• _WORK INSTRUCTION_
Whenever the word "dtor" turns up in a line below, that line should be copied.

• _LISTED ENTRIES_
┄┄┄┄┄┄┄┄┄┄
PR #786, opened 2021-06-16
[core] detach observers on MultiIndexedGeometry before deletion.

### LINKED ISSUE #783: Application crash after toggling wireframe

MathiasPaulin:
Closes #783

### DIFF
--- a/src/Core/Geometry/IndexedGeometry.inl
+++ b/src/Core/Geometry/IndexedGeometry.inl
@@ -80,6 +80,7 @@ inline GeometryIndexLayerBase* GeometryIndexLayer<T>::clone() {
 
 // MultiIndexedGeometry
 inline MultiIndexedGeometry::~MultiIndexedGeometry() {
+    detachAll();
     clear();
 }
 


nmellado:
Good point. 
But, shouldn’t we fix that in the destructor of Observable directly ? This can happen with other types of objects.

MathiasPaulin:
> Good point.
> But, shouldn’t we fix that in the destructor of Observable directly ? This can happen with other types of objects.

Not really. If we do that, as the destructor of `Observable` will be called after the destructor of `MultiIndexedGeometry` (inheritance property), the observers will still be notified and the crash will persist. Same for others types deriving from observable.

nmellado:
Hum true...
Could we add something like `delete_later` in `Observable` ? I am afraid that this bug appears again and again...

MathiasPaulin:
> Could we add something like `delete_later` in `Observable` ? I am afraid that this bug appears again and again...

I think that this problem comes from 2 concerns about the use of observer/observable pattern. For me : 
 1. It is the responsibility of the observer or of the one who attached an observer to an observable to ensure that this connection has a lifetime shorter than the one of the observable. The lifetime of an object being defined from the last instruction of the constructor to the start of the destructor (https://en.cppreference.com/w/cpp/language/lifetime) and for a observer/observable connection from the attach to the detach.
 2. Due to the previous, calling notify at the end of the destructor in not really a good idea. 

In my opinion, observers must be detached from an observable before the destructor of the observable start. 
The proposed fix force this detach by calling detachAll as the first destructor instruction to ensure this is done but is only a workaround for lifetime management problem on objects and connections between objects.
And I recall that inside the Engine, ComponentMessenger allows to do that easily for Entity/Component/RenderObjects. Outside of Engine, it is the responsibility of the programmer to ensure this.

dlyr:
Maybe it's because the dtor should not call clear, but only    
AttribArrayGeometry::clear();
    deepClear();

MathiasPaulin:
> Maybe it's because the dtor should not call clear, but only
> AttribArrayGeometry::clear();
> deepClear();

Sure, this matches the point 2. of my previous answer to not call notify in a destructor.

nmellado:
Ok so what do we do ? Do we keep the present fix, or the one proposed by @dlyr  ?
I don't mind.

MathiasPaulin:
Whatever you want. But the same concept than what I proposed (detach the observer(s)  before deleting) is used in `RenderObject::~RenderObject()` that detach the aabb observer as the first operation of the destructor. Thats why there is no crash into the call to `invalidateAabb` in the `clear` method.

dlyr:
The case of RenderObject is slightly different, the observer detach himself before deletion.
We could (in an upcomming PR) add a notification to every observer that they are detached ... but the current lightweight design do not need this I think.

On issue arise from the fact we provide a ref accessor to the core geometry, and the observer store this ref.
I think a better solution is to switch to weak ptr so that observer can check if its observable is still valid.

So my point of view is:
- observer detach themselves on dtor
- observable dtor should call notify, but observer must check observable validity (hence storing a weak ptr)

nmellado (approved):

MathiasPaulin:
> * observer detach themselves on dtor

I agree, this is done for several observers (e.g. in `RenderObject` and when using `SignalManager`). But for the use case that generates the bug, due to the way LineMeshes are handled for now, its quite hard to implement as the observer is not stored outside of the observable. Even if this will change in a near future by the full use of layers (no more "siamese" meshes but only several layers on one mesh), the same problem can arise for other use cases. And how to do that if the observer is a lambda ?
So, my proposal is to have either observer to detach themselves or "owner" of the attachment (the one who attach the oserver) to ensure lifetime of the attachement is valid.

> * observable dtor should call notify, but observer must check observable validity (hence storing a weak ptr)

We had a discussion about this with @nmellado and it seems to us that we can't enforce observers to test for observable validity. And How can we do that if observer is a lambda (we had several such cases, with a good exemple on how to handle this in Timeline, using Signal manager.

dlyr:
I'm fine with this PR.

Regarding observable validity, it's only if the observer store a ref/ptr to the observable. In the case of a lambda, their is no such things (it will only have the args value from notify).

Let's move to a discussion for the upcoming comments.

dlyr (approved):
┄┄┄┄┄┄┄┄┄┄
• _WRITTEN SOLUTION_
Maybe it's because the dtor should not call clear, but only    
> Maybe it's because the dtor should not call clear, but only
- observer detach themselves on dtor
- observable dtor should call notify, but observer must check observable validity (hence storing a weak ptr)
> * observer detach themselves on dtor
> * observable dtor should call notify, but observer must check observable validity (hence storing a weak ptr)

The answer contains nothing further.